-- Opening Marker --

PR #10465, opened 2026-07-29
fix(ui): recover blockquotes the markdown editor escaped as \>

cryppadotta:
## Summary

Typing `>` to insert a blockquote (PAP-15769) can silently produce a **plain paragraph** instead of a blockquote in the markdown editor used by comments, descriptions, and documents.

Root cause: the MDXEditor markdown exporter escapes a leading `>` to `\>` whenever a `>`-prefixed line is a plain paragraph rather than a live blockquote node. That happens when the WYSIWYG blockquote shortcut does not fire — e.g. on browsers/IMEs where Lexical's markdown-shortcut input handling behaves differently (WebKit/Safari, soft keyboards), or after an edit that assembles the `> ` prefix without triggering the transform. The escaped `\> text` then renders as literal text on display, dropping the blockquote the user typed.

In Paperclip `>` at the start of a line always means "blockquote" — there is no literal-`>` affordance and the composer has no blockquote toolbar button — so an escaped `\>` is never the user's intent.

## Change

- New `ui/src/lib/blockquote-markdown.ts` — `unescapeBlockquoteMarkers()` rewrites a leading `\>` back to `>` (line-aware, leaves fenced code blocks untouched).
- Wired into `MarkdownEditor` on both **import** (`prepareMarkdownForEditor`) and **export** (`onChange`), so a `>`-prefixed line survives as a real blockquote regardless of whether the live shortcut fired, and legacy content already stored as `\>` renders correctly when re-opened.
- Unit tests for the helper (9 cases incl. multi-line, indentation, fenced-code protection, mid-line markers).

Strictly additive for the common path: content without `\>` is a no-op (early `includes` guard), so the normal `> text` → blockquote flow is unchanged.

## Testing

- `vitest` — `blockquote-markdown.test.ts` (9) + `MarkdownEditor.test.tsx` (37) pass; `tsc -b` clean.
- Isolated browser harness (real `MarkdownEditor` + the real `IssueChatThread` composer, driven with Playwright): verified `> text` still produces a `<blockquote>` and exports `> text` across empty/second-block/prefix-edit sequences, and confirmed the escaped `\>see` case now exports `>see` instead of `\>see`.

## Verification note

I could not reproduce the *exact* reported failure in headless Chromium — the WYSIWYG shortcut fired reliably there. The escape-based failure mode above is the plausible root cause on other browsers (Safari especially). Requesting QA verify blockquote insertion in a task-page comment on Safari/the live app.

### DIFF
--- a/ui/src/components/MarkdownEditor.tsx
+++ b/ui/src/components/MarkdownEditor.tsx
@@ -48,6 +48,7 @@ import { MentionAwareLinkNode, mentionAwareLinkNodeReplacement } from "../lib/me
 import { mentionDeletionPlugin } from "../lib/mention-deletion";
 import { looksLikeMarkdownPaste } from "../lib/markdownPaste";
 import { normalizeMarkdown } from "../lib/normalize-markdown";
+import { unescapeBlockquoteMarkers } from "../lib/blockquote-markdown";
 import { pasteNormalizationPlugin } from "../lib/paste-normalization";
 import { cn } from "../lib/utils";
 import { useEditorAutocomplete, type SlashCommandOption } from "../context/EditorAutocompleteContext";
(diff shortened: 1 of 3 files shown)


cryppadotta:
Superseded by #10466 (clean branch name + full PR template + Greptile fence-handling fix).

-- Closing Marker --
-- Opening Marker --

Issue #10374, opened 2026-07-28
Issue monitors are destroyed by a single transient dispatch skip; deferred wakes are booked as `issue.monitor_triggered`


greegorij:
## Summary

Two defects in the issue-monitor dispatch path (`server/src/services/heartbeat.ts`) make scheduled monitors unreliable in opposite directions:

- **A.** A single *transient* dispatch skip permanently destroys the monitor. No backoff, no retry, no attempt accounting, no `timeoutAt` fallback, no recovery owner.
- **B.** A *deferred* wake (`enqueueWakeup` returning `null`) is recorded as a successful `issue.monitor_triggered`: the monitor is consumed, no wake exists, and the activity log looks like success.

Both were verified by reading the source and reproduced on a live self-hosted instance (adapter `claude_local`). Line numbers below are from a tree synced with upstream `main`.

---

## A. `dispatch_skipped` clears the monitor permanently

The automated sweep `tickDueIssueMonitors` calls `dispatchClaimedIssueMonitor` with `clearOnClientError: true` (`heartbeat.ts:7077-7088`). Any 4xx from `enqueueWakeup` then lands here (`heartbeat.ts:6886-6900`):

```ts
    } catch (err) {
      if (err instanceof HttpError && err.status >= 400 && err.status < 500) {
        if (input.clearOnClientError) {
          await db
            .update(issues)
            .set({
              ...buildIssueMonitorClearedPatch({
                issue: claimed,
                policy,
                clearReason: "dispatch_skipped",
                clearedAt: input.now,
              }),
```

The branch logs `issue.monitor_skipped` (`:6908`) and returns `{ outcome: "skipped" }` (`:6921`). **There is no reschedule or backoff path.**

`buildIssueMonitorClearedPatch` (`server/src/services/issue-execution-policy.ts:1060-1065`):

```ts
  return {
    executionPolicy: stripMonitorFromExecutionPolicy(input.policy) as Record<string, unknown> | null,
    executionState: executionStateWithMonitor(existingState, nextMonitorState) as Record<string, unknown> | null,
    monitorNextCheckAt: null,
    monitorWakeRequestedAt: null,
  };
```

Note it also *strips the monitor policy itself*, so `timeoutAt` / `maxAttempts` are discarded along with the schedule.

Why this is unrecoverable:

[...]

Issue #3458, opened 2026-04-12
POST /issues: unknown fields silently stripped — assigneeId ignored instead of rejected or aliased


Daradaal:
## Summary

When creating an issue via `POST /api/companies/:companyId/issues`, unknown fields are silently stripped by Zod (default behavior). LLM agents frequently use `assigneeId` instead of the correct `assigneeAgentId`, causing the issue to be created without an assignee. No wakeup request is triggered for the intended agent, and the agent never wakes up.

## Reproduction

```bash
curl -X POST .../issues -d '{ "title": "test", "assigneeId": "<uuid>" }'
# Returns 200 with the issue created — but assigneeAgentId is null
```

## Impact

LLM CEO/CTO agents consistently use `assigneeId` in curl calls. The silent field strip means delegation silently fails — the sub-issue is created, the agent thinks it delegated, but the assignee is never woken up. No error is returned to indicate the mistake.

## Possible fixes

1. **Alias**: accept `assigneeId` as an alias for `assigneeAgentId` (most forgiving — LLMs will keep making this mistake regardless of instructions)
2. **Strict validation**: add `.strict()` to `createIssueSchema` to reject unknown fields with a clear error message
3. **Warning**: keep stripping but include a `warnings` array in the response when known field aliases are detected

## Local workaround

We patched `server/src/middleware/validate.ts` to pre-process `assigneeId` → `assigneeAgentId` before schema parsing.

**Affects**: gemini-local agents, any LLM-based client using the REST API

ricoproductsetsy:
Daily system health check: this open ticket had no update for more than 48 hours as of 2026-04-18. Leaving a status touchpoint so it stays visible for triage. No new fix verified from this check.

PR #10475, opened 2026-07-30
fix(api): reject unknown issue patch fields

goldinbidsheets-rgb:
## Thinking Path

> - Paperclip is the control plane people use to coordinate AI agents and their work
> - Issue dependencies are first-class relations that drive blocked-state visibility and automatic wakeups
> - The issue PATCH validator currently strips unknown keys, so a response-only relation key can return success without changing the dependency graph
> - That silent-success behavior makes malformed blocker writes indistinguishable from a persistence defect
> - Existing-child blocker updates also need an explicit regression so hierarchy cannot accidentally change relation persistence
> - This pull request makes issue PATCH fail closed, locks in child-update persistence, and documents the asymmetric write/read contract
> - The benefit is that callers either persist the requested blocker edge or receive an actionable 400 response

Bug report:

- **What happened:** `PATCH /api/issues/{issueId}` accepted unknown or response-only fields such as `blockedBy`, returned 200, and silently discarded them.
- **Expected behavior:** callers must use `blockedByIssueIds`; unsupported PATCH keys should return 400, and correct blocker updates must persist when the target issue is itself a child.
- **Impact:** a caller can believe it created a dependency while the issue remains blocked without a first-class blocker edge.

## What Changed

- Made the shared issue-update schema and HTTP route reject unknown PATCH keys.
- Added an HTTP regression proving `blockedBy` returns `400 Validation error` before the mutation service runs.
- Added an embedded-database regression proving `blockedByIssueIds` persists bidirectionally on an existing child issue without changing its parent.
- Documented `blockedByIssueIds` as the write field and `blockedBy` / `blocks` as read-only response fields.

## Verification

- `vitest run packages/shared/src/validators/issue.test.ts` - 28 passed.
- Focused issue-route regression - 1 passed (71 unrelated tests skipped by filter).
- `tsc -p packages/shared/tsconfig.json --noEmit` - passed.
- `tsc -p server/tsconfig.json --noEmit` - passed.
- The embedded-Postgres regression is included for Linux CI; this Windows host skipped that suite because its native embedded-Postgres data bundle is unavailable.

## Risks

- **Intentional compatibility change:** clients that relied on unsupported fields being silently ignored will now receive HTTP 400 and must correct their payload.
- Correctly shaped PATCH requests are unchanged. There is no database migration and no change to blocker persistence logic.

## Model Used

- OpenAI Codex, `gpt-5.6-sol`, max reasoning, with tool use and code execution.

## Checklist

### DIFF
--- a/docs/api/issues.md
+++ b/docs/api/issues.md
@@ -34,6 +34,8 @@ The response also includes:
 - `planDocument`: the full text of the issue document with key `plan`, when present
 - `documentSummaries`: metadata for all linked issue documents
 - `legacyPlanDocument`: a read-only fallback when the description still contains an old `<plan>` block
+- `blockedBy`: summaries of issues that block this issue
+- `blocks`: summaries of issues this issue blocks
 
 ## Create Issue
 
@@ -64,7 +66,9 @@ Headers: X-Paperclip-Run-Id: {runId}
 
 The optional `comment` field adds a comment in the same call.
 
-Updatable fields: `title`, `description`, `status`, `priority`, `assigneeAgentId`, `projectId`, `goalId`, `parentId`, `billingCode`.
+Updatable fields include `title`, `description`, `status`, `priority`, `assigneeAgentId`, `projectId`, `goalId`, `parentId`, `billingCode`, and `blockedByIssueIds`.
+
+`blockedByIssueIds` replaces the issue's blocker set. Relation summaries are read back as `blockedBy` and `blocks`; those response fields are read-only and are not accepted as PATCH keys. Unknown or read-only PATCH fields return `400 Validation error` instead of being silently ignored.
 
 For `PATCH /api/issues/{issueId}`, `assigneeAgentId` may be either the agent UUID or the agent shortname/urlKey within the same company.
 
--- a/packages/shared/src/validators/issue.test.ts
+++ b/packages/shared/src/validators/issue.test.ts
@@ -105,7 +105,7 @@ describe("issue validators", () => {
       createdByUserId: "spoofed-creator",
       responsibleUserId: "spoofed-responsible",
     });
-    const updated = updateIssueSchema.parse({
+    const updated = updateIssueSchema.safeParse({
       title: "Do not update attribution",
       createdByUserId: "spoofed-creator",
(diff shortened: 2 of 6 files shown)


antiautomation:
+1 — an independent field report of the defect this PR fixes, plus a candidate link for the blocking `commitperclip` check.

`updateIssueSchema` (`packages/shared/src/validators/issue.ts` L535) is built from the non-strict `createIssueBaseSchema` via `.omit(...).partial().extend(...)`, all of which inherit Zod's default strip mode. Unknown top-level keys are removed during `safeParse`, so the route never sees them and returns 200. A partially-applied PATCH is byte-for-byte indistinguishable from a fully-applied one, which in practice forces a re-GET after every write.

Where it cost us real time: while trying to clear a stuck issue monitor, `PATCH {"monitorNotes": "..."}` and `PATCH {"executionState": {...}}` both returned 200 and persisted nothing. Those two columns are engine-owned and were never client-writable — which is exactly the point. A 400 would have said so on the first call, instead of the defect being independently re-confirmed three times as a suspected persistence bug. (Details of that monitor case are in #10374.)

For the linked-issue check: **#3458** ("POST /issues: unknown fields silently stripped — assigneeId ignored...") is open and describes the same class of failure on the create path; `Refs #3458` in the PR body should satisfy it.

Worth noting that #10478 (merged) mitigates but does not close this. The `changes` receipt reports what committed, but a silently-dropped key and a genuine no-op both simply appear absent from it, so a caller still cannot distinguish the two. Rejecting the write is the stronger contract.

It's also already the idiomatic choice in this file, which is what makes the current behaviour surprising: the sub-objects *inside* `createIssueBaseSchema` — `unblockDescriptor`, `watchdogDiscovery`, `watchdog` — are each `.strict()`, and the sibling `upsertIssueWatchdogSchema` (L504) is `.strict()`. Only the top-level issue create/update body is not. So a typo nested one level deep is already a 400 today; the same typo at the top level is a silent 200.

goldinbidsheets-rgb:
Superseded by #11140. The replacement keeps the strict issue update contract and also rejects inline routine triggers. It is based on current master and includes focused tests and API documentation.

-- Closing Marker --

Exercise prompt – Reproduce exactly, and with no other material, the lines between those holding "-105,7 +105,7 @@" and "an independent field", inclusive.

Answer box –
@@ -105,7 +105,7 @@ describe("issue validators", () => {
       createdByUserId: "spoofed-creator",
       responsibleUserId: "spoofed-responsible",
     });
-    const updated = updateIssueSchema.parse({
+    const updated = updateIssueSchema.safeParse({
       title: "Do not update attribution",
       createdByUserId: "spoofed-creator",
(diff shortened: 2 of 6 files shown)


antiautomation:
+1 — an independent field report of the defect this PR fixes, plus a candidate link for the blocking `commitperclip` check.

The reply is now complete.